So basically, I’m really into CNC and being degraded, my bf and I have an amazing sex life with the only issue being that we cant have as much sex as we want because we’re basically doing long distance. He himself is very dominant and aggressive in bed, but kinky I wont say that, I guess I can say it’s because we don’t have the amount of time to explore everything we would want, but I would like him to be more kinky and more verbal when we have cyber sex as this is something that we do very often and it gets me turned on when he degrades me. what can I do?

4 comments
  1. Talk to him about it or be bratty and sexy so he can hate you and want to fuck you at the same time.

    Be careful on the second one though because it can turn toxic

  2. Start with talks about boundaries and kinks in general. Go through a list of paraphilias and various roleplay and sex scenes. Talk about RACK, safe words, SSC and safe sex practices, read up and study ’em a bit academically and how to engage in different play safely. This will help with dissociation from who y’all are as a couple, and the sex play itself.

    For upping his dirty game talk, have him listen to some audiporn that is up your alley to get ideas, and read some dirty stories that are to your liking (you do the same with any of his kinks he might have floating out there).

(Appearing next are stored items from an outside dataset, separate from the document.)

PR #91, opened 2020-07-14
Add diff directories flag to diff command

wjhsf:
- New (sub)command: `raml-toolkit diff --dir old/api-config.json new/api-config.json` to replace commerce-sdk's `diffRamlFiles` gulp task.
- Added `npm run docs` script to cleanly update the README, because `oclif-dev` reads from the compiled code.


src/diff/diffDirectories.ts
```diff
@@ -0,0 +1,139 @@
...
+/**
+ * Compares two arrays and returns their intersection and symmetric difference.
+ *
+ * @param leftArr - One of the arrays being compared
+ * @param rightArr - The other array being compared
+ *
+ * @returns An array each for all the common, exclusive to left and exclusive to
+ * right elements.
+ */
+function compareArrays<T>(
```
monkey-jeff, line 42: Hmm. Not sure about the name "compareArrays" but I am at a loss for a better name.

src/diff/diffDirectories.ts
```diff
@@ -0,0 +1,139 @@
...
+  leftArr: T[],
+  rightArr: T[]
+): {
+  leftOnly: T[];
+  rightOnly: T[];
+  common: T[];
+} {
+  const left = new Set(leftArr);
```
monkey-jeff, line 50: Do we want to eliminate duplicate entries? If left contains [1,1,3] and right contains [1,3] this would basically show everything to be in common when there is an extra 1 on the left side.

src/diff/diffDirectories.ts
```diff
@@ -0,0 +1,139 @@
...
+  const common = new Set<T>();
+  left.forEach(val => {
+    if (right.has(val)) {
+      left.delete(val);
+      right.delete(val);
+      common.add(val);
+    }
+  });
+  return {
+    leftOnly: [...left],
```
monkey-jeff, line 61: If not reducing to a set like I was talking about before I think that these should be renamed as well.  Such as "common, remainingLeft, remainingRight" or something like that.

src/diff/diffDirectories.test.ts
```diff
@@ -0,0 +1,170 @@
...
+    const result: RamlDiff[] = await diffNewAndArchivedRamlFiles(
+      leftApiConfigFile,
+      rightApiConfigFile
+    );
+
+    require("fs-extra").writeJsonSync(path.join(__dirname, "tmp.json"), result);
+
+    expect(result.length).to.equal(4);
+    expect(diffRamlStub.callCount).to.equal(4);
+    expect(result[0].file).to.equal("api1/api1.raml");
```
monkey-jeff, line 63: Does order if not might want to change these tests to be order agnostic in the results.  Would make for a more stable test.

README.md
```diff
@@ -28,38 +28,48 @@ The npm installs the binaries as both `raml-toolkit` and `ramlint` and they can
...
-  evaluation against any ruleset.
+  --diff-only              Only show differences without evaluating a ruleset
+
+  --dir                    Find the differences for all files in two directories
+
+DESCRIPTION
+  This command has three modes: ruleset, diff-only, and directory.
+     Ruleset mode (default) compares two files and applies a ruleset to determine if any changes are breaking.
+     Diff-only mode compares two files to determine if there are any differences, without applying a ruleset.
+     Directory mode compares all the files in two directories and determines if there are any differences.
```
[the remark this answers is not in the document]
wjhsf: This story is just a migration. Adding functionality can be a follow-up story.

src/diff/diffDirectories.ts
wjhsf: The function is only ever called with the results of `listRamlsFromConfig`. Will that function ever return an array with duplicates?

https://github.com/SalesforceCommerceCloud/raml-toolkit/blob/70b0a165d72606b9ccb4ab2eba00e0a8441bda5e/src/diff/diffDirectories.ts#L26

monkey-jeff: Then we should more specifically name this method and describe what it does.  IT was written to seem like a generic array differ but it isn't that so we should be explicit.

README.md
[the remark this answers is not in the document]
wjhsf: Created a story for this. https://gus.my.salesforce.com/a07B0000008WGO9IAO

README.md
```diff
@@ -28,38 +28,48 @@ The npm installs the binaries as both `raml-toolkit` and `ramlint` and they can
 **Note:** Some commands require environment variables to be set. This can be done using a [.env file](https://www.npmjs.com/package/dotenv#rules) in your working directory (the directory from which you run `raml-toolkit`).
 
 <!-- commands -->
-- [`raml-toolkit diff APISPECBASEPATH APISPECNEWPATH`](#raml-toolkit-diff-apispecbasepath-apispecnewpath)
+- [`raml-toolkit diff BASE NEW`](#raml-toolkit-diff-base-new)
```
unandyala, line 31: I didn't mean literally base and new. I mean to have base and new in place of old and new, something like BASEAPI NEWAPI or BASEAPISPEC NEWAPISPEC

Sorry for not being clear

README.md
```diff
@@ -28,38 +28,48 @@ The npm installs the binaries as both `raml-toolkit` and `ramlint` and they can
...
-  APISPECBASEPATH  The base API spec file for the comparison
-  APISPECNEWPATH   The new version of the API spec for comparison against the base version
+  BASE  The base API spec file (ruleset / diff-only mode) or configuration (directory mode)
+  NEW   The new API spec file (ruleset / diff-only mode) or configuration (directory mode)
 
 OPTIONS
-  -h, --help             show CLI help
-  -r, --ruleset=ruleset  Path to ruleset to apply to diff
-  -v, --version          show CLI version
+  -h, --help               show CLI help
```
gkhunger-sf, line 48: Can you please make all the descriptions for options uppercase?

src/diff/index.ts
```diff
@@ -28,60 +39,96 @@ The ruleset flag is used to evaluate a custom ruleset in place of the default ru
...
+  protected async _saveOrLog(file: string, json: object): Promise<void> {
+    if (file) {
+      await fs.writeJson(file, json);
+    } else {
+      console.log(json);
+    }
+  }
 
-    let results: NodeDiff[];
+  protected async _diffDirs(
```
gkhunger-sf, line 89: Can you please add tsdoc for these new functions

README.md
monkey-jeff: Capitalized...not uppercase please.

gkhunger-sf: 😂 you know what I meant

src/diff/diffDirectories.ts
```diff
@@ -33,20 +33,20 @@ export function listRamlsFromConfig(configPath: string): string[] {
...
+ * Expects arrays to have no duplicate elements.
  *
  * @param leftArr - One of the arrays being compared
  * @param rightArr - The other array being compared
  *
  * @returns An array each for all the common, exclusive to left and exclusive to
  * right elements.
  */
-function compareArrays<T>(
+function getCommonAndUniqueElements<T>(
```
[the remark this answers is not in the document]
wjhsf: I want to avoid `Set` because that's a JS class, and not what we return.

README.md
wjhsf: Oh, this makes more sense. I saw the email notifications and thought @gkhunger-sf was having a conversation with himself.

Also, no. Those are oclif defaults. (Technically, yes, but I have an idea that's outside the scope of this PR.)

README.md
wjhsf: Because oclif makes the names caps, I think that BASE / NEW are the cleanest for readability.

PR #93, opened 2020-07-16
Add common flags for commands

wjhsf:
Added three common flags:
- `help`: the default help flag, but hidden, `-h` enabled, and description updated to have capital first letter
- `version`: the default version flag, but hidden, `-v` enabled, and description updated to have capital first letter
- `verbosity`: A flag that sets the log level, without requiring the command to have any special handling

First two are to appease @gkhunger-sf. Last one is one I made for #78. I ended up not including it in that PR because the logging situation is a bit complex. I think it's still worth using, though, at least until we address the disparate logging systems.


src/common/flags.ts
```diff
@@ -0,0 +1,93 @@
...
+          ", "
+        )}`
+      );
+    }
+    return logger.getLevel();
+  }
+});
+
+/**
+ * The oclif help flag builder, with char set to -h, description changed to
```
unandyala, line 42:
```
description changed to
 * start with a capital letter,
```

Is this required in function doc?

src/common/flags.ts
```diff
@@ -0,0 +1,93 @@
...
+    char: "h",
+    description: "Show CLI help",
+    hidden: true,
+    ...options
+  });
+}
+
+/**
+ * The oclif version flag builder, with char set to -v, description changed to
+ * start with a capital letter, and hidden by default.
```
unandyala, line 59: same here

src/common/flags.ts
wjhsf: oclif uses lower case descriptions. We use sentence case. @gkhunger-sf didn't like the inconsistency, so this fixes it.

dbarbato-sf:
As discussed offline with @wjhsf , let's drop the -v shortcut for version and assign -v to verbose, this makes the cli feel a bit more standard.

README.md
```diff
@@ -45,17 +45,15 @@ ARGUMENTS
   NEW   The new API spec file (ruleset / diff-only mode) or configuration (directory mode)
 
 OPTIONS
-  -h, --help               show CLI help
-  -o, --out-file=out-file  File to store the computed difference
+  -V, --verbosity=trace|debug|info|warn|error|silent  [default: info] Set the level of detail in the output
```
dbarbato-sf, line 48: can we also make this --verbose not --verbosity ?

PR #94, opened 2020-07-17
Rename handlebars helpers and its utils

gkhunger-sf:
Rename  handlebars helpers and its utils based on Jeff's quip doc - https://salesforce.quip.com/JNnDAivz5cyK

### DIFF
--- a/src/generate/handlebarsAmfHelpers.ts
+++ b/src/generate/handlebarsAmfHelpers.ts
@@ -192,9 +192,7 @@ export const isAdditionalPropertiesAllowed = (
   node: model.domain.NodeShape
 ): boolean => {
   return (
-    node !== undefined &&
-    node.closed !== undefined &&
-    node.closed.value !== undefined &&
+    node?.closed?.value &&
     !node.closed.value()
   );
 };
--- a/src/generate/handlebarsAmfHelpers.ts
+++ b/src/generate/handlebarsAmfHelpers.ts
@@ -6,10 +6,10 @@
  */
 
 import {
-  getPayloadResponses,
+  getResponsesFromPayload,
   getTypeFromPayload,
   getDataType,
-  getPayloadType,
+  getTypeFromShape,
   getFilteredProperties,
   getValue,
   DEFAULT_DATA_TYPE,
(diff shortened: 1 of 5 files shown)


src/generate/utils.ts
```diff
@@ -228,22 +249,23 @@ export const getValue = <T>(name: model.ValueField<T>): string => {
...
+ * @param node - An AMF node
+ * @param propertyFilter - predicate to be used to filter properties
  *
- * @param dtoTypeModel - AMF model of the dto
- * @param propertyFilter - function to filter properties based on certain criteria
  * @returns The filtered list of properties
  */
 export const getFilteredProperties = (
-  dtoTypeModel: model.domain.NodeShape | null | undefined,
+  node: model.domain.NodeShape | null | undefined,
```
wjhsf, line 260: Will `null` or `undefined` ever actually be passed to the function?

src/generate/handlebarsAmfHelpers.ts
```diff
@@ -77,12 +79,13 @@ export const getReturnPayloadType = (
...
+ * Get data type of a property.
+ *
+ * @param property - An AMF property
  *
- * @param property - instance of model.domain.PropertyShape
- * @returns data type if defined in the property otherwise returns a default type
+ * @returns data type, if defined in the property, the default type otherwise
  */
-export const getPropertyDataType = (
+export const getTypeFromProperty = (
```
monkey-jeff, line 88: How does a property differ from a parameter?

src/generate/handlebarsAmfHelpers.ts
```diff
@@ -174,19 +182,20 @@ export const isOptionalProperty = (
...
 ): boolean => {
   return (
-    ramlTypeDefinition !== undefined &&
-    ramlTypeDefinition.closed !== undefined &&
-    ramlTypeDefinition.closed.value !== undefined &&
-    !ramlTypeDefinition.closed.value()
+    node !== undefined &&
+    node.closed !== undefined &&
+    node.closed.value !== undefined &&
+    !node.closed.value()
```
wjhsf, line 198:
```suggestion
    node?.closed?.value &&
    !node.closed.value()
```

src/generate/utils.ts
gkhunger-sf: Probably not. I didn't know the reason it was added for so didn't bother updating it.

src/generate/handlebarsAmfHelpers.ts
gkhunger-sf: The only difference is the kind of AMF element they operate on.
model.domain.PropertyShape vs model.domain.Parameter

src/generate/handlebarsAmfHelpers.ts
gkhunger-sf: Reverted this change since it made one of the tests fail.

wjhsf:
```suggestion
    typeof node?.closed?.value === 'function' && !node.closed.value()
```
¯\\\_(ツ)_/¯

gkhunger-sf: I trusted you once, I am not doing it again 😛

PR #107, opened 2020-07-31
Renamed test to testResources

monkey-jeff:
Test was misleading.  It is now testResources.


.depcheckrc.yml
```diff
@@ -1,2 +1,3 @@
 ignores:
   - dotenv
+  - sort-package-json
```
wjhsf, line 3:
```suggestion

```
depcheck complained because you removed the script that was using this

package.json
```diff
@@ -22,20 +22,26 @@
   ],
   "scripts": {
     "clean": "rm -rf lib",
+    "build": "npm run compile",
     "compile": "tsc -b && echo Compiled",
     "depcheck": "depcheck",
     "docs": "npm run clean && npm run compile && oclif-dev readme",
-    "lint": "npm run lint:dev -- --quiet",
-    "lint:dev": "sort-package-json && eslint . --ext .ts --fix",
+    "lint": "eslint . --ext .ts --fix",
```
wjhsf, line 29:
```suggestion
    "lint": "sort-package-json && eslint . --ext .ts --fix",
```
This should not be removed.

PR #108, opened 2020-08-03
Organized exports for diff tool

unandyala:
1. Moved DiffCommand class from diff/index.ts to its own file - "diff/diffCommand.ts". Now diff/index.ts contains just the exports of diff tool
2. Diff tool functions are exported as "diff" from raml-toolkit
`export * as diff from "./diff";`

**Usage example:**
```
import { diff } from "@commerce-apps/raml-toolkit";
 const apiDifferencer = new diff.ApiDifferencer(
        path.join(__dirname, "../diffRamls/base/shopper-products/shopper-products.raml"),
        path.join(__dirname, "../diffRamls/new/shopper-products/shopper-products.raml")
    );
```

Note: I plan to do other modules in a similar way once this gets approved


src/index.ts
```diff
@@ -15,6 +15,9 @@ export { model } from "amf-client-js";
 
 export * from "./generate";
 
+// eslint-disable-next-line prettier/prettier
```
wjhsf, line 18: Would upgrading to a newer version of prettier make it not complain?

src/diff/diffCommand.ts
```diff
@@ -0,0 +1,184 @@
+/*
```
wjhsf, line 1: Consider renaming this file `diff/command.ts` for consistency with `download/command.ts`.

src/index.ts
unandyala: I didn't try.. I will try that in the followup PR

src/diff/diffCommand.ts
unandyala: thought about it.. I feel we might end up with too many command.ts files which is more confusing

wjhsf: They are in different directories, which are used in different contexts. I think that having a standard format is less confusing, not more.

unandyala: more confusing when searching for files by name. I am fine with renaming if team prefers

monkey-jeff: I agree with ujwala here. I don't love using the same name at every level as when you are searching for a file you now have to scroll through all those same files in different directories.  It can also easily lead to confusion.

I do agree we should be consistent, I like the idea that they are all prefixed by the command name.

PR #109, opened 2020-08-04
Exclude nodes without a type from the parsed result

unandyala:


src/diff/amfGraphDifferencer.ts
```diff
@@ -171,6 +171,15 @@ function parseGraphDelta(
...
 }
 
+/**
+ * Returns true if type of amf graph node is defined
+ * @param nodeType - Types of amf graph node
+ */
+function isNodeTypeDefined(nodeType: string[]): boolean {
+  //source map nodes may not have type defined
+  return nodeType != null && nodeType.length > 0;
+}
```
wjhsf, line 181:
```suggestion
function isNodeTypeDefined(nodeType: string[]): boolean {
  //source map nodes may not have type defined
  return nodeType.length > 0;
}
```
If `nodeType` is always `string[]`, then this is sufficient.

```suggestion
function isNodeTypeDefined(nodeType: string[] | undefined | null): nodeType is string[] {
  //source map nodes may not have type defined
  return nodeType?.length > 0;
}
```
If `nodeType` is not always `string[]`, then (1) the type should reflect that, (2) the return value should be a type predicate so typescript can use the information, and (3) you can use the safe navigation operator to be more concise.

src/diff/amfGraphDifferencer.ts
```diff
@@ -184,6 +193,12 @@ function parseNodePropDelta(
   nodeType: string[],
   nodeDelta: AmfGraphDeltaTypes.NodePropertyDelta
 ): NodeChanges {
+  if (!isNodeTypeDefined(nodeType)) {
+    ramlToolLogger.debug(
+      `Ignoring changes to the node with no type: ${nodeId}`
+    );
+    return undefined;
```
wjhsf, line 200:
```suggestion
    return;
```
`return` implicitly returns `undefined`.

src/diff/amfGraphDifferencer.ts
```diff
@@ -184,6 +193,12 @@ function parseNodePropDelta(
   nodeType: string[],
   nodeDelta: AmfGraphDeltaTypes.NodePropertyDelta
 ): NodeChanges {
```
wjhsf, line 195:
```suggestion
): NodeChanges | undefined {
```
The return type should reflect the returned values.

src/diff/amfGraphDifferencer.ts
```diff
@@ -269,13 +284,17 @@ export function parseNodeDelta(
   delta: AmfGraphDeltaTypes.ArrayElementDelta<AmfGraphTypes.Node>,
   deltaType: DeltaType
 ): NodeChanges {
-  let nodeChanges;
   const node = delta[0];
   const id = node[AmfGraphTypes.KEY_NODE_ID];
   const type = node[AmfGraphTypes.KEY_NODE_TYPE];
+  if (!isNodeTypeDefined(type)) {
+    ramlToolLogger.debug(`Ignoring changes to the node with no type: ${id}`);
+    return undefined;
```
wjhsf, line 292:
```suggestion
    return;
```
`return` implicitly returns `undefined`.

src/diff/amfGraphDifferencer.ts
```diff
@@ -269,13 +284,17 @@ export function parseNodeDelta(
   delta: AmfGraphDeltaTypes.ArrayElementDelta<AmfGraphTypes.Node>,
   deltaType: DeltaType
 ): NodeChanges {
```
wjhsf, line 286:
```suggestion
): NodeChanges | undefined {
```
The return type should reflect the returned values.

src/diff/amfGraphDifferencer.test.ts
```diff
@@ -68,7 +68,7 @@ describe("Validate flattened AMF graph", () => {
 describe("Changes to graph nodes", () => {
```
wjhsf, line 68: Chai recommends using `lengthOf` instead of `length`: https://www.chaijs.com/api/bdd/#method_lengthof

src/diff/amfGraphDifferencer.ts
unandyala: we do not allow implicit returns -  "noImplicitReturns" is set true

src/diff/amfGraphDifferencer.ts
```diff
@@ -171,6 +171,17 @@ function parseGraphDelta(
   return graphChanges;
 }
 
+/**
+ * Returns true if type of amf graph node is defined
+ * @param nodeType - Types of amf graph node
+ */
+function isNodeTypeDefined(
+  nodeType: string[] | undefined
+): nodeType is string[] {
```
kalagarraj, line 180: change return type to boolean

unandyala: https://www.typescriptlang.org/docs/handbook/advanced-types.html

Do more cybersex to up the dirty talk game, and then incorporate it more in the bedroom just as part of vanilla sex.

    Then try each step slowly, practicing prep work, stopping, and aftercare. Practice using the safe word, on both sides, even if you don’t feel the need to use it yet because a well practiced tool is more useful than one that only sits out there as an idea. How someone reacts when adrenaline kicks in and fight, flight freeze or appease is the main response path can keep it from being a useful tool. For progression with a single act, like somnophilia, do it while you are both awake and each of you just take turns pretending to be asleep. Stop, talk about what is good/not good, restart. Pretend to be asleep. Then practice waking each other up, then doing it.

    For me the progression to CNC play was: rough sex, free use play, bondage, toy use, sleep sex, role play, percussion play with spankings eventually leading to more CNC/BDSM with a woman who wanted me to Dom for her. I would suggest throwing in some gentle doming/pleasure doming. Also practice role reversal and switching, just to show each other how you want to be treated and to again, reinforce the idea that it is play. We did lots of other play after that, including some more involved stuff and some group play, but that was how we led into CNC play.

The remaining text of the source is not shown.